→ **Task item**: Return only the number of lines in the records below where the string "added" shows up.

→ **Raw data**:
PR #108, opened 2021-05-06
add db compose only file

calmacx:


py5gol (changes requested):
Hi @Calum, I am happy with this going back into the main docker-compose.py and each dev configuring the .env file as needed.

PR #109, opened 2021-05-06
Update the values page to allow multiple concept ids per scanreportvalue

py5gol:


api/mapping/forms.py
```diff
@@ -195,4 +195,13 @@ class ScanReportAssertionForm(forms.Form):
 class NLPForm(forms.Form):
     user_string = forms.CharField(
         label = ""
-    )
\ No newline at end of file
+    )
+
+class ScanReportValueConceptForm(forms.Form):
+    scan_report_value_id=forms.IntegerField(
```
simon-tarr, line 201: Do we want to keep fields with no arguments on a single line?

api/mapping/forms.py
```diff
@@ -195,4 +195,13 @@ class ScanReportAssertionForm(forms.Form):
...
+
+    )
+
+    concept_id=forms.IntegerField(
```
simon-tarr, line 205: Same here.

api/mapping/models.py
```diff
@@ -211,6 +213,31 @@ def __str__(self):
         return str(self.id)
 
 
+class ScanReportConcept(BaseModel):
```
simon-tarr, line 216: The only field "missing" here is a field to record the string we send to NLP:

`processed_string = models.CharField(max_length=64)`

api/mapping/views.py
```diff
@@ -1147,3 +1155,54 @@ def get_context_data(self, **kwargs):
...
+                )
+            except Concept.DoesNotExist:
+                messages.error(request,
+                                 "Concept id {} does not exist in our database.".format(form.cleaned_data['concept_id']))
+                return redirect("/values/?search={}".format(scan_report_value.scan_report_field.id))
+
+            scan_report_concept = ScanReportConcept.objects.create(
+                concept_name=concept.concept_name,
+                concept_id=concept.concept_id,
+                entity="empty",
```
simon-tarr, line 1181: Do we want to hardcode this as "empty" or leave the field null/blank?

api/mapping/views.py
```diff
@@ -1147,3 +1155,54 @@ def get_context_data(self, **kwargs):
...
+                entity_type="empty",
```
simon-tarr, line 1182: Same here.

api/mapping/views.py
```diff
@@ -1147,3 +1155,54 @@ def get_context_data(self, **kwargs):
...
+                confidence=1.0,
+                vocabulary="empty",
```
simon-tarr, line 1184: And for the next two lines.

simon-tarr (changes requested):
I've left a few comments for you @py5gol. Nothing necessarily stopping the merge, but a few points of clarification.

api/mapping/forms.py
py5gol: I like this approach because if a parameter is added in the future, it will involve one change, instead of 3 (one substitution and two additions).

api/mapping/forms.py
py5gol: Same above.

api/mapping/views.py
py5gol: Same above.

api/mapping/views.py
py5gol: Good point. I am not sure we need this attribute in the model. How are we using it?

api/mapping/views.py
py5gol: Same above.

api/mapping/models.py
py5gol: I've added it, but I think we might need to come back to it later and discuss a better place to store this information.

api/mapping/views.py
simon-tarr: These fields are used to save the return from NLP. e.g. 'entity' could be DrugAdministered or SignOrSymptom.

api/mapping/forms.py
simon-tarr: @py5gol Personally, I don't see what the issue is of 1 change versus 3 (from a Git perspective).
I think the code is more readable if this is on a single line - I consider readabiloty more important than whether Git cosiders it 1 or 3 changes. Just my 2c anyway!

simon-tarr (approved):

→ **Exercise solution**: 2